1500 households. The instrument was designed to extract information on FP housing,

equipments, diseases, production systems, breeding, feeding, potential market, production

constraints, social networks and extension services. Based on the current study FP serves

the main purpose of food security in traditional set-up. Their management is mainly

based on traditional practices as coping mechanism within the context of low household

income, illiteracy and cultural beliefs. Cultural practices have assisted these populations

in Africa to be genetically conserved for many years. Flock composition and dynamics of

these birds is dependent on other agricultural practices like sowing to harvesting of crops

and socio-economic factors. The current study suggests that FP are certainly a multi-

purpose and valued assets embedded in the culture and tradition of the rural poor.
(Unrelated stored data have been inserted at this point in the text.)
Issue #120, opened 2018-07-08
Should show reasons why users downvote a reply


MrOrz:
In API, `ArticleReplyFeedback` object type has `comment` field containing the reason why a LINE user downvotes a reply. These reasons should be shown in the website so that editors can improve the reply.

In the reply feedback count display, we should display the list of  `comment` (reasons) why the users think the article-reply is useless.

For minimal UI, we can put a link beside the downvote count and leverage the current `<Modal>` to display the downvote reasons:

<img width="211" alt="2019-03-06 10 26 33" src="https://user-images.githubusercontent.com/108608/53888252-f7341580-405e-11e9-9add-b963f6f86ad4.png">

<img width="253" alt="2019-03-06 10 24 25" src="https://user-images.githubusercontent.com/108608/53888122-acb29900-405e-11e9-92e3-5c9ca51d147c.png">

MrOrz:
Oops, it's a duplicate of #97 . Cloising this.

MrOrz:
Reopen because #97 is now scoped down to submission of reason only.

leannechen:
請問我可以認領這個嗎～

PR #159, opened 2019-04-14
Show reasons why a reply is downvoted

leannechen:
### Issue
https://github.com/cofacts/rumors-site/issues/120

### Feature
Users can view reasons why a reply is downvoted by clicking "Why?" beside downvote count. 

### Screenshot
- Default
cofacts_show-reasons-of-downvote_with-legend

- Downvote Reasons Modal
cofacts_show-reasons-of-downvote-2

- If no downvote, do not show switch
cofacts_show-reasons-of-downvote-3

### DIFF
--- a/components/ReplyFeedback.js
+++ b/components/ReplyFeedback.js
@@ -9,6 +9,9 @@ class ReplyFeedback extends Component {
     replyConnection: PropTypes.object.isRequired,
     onVote: PropTypes.func.isRequired,
   };
+  state = {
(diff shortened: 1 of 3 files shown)


leannechen:
@MrOrz Indeed it's simpler, thanks for the advice!
Fixed in https://github.com/cofacts/rumors-site/pull/159/commits/ea57bd99fe59b82faac83f3299b6445b4c6fd04a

They

form a foundation on which the Livestock Revolution can occur in Africa.

A quantitative method of weighing and counting was also used to collect the data, to

determine the growth performance and dynamics of indigenous chicken under traditional

farming systems, from three villages of Mukula communal land for twelve months. Birds

were categorized by age and sex, based on observed evidence and the knowledge of the

key informant. Birds were housed in the evening and scavenging provided the basic food

resource. Chickens were weighed in the evening ones a month. The results indicate that

chicks form a larger number within the flock. Household within village, season and age

caused a significant variation at P < 0.0001 in hens and cocks, but with season causing a

variation at P < 0.01 in cocks. A significant variation of P < 0.001 was obtained in

cockerels, caused by household within village and age, and in chicks caused by

household within village. A significant variation of P < 0.01 was obtained in cockerels

caused by season, and in pullets caused by household within village. Season and age had

P > 0.05 in pullets with season causing P > 0.05 in chicks. It is concluded from the results

that under village management conditions, the growth is highly affected by harsh

environmental conditions and seasonal activities within the household.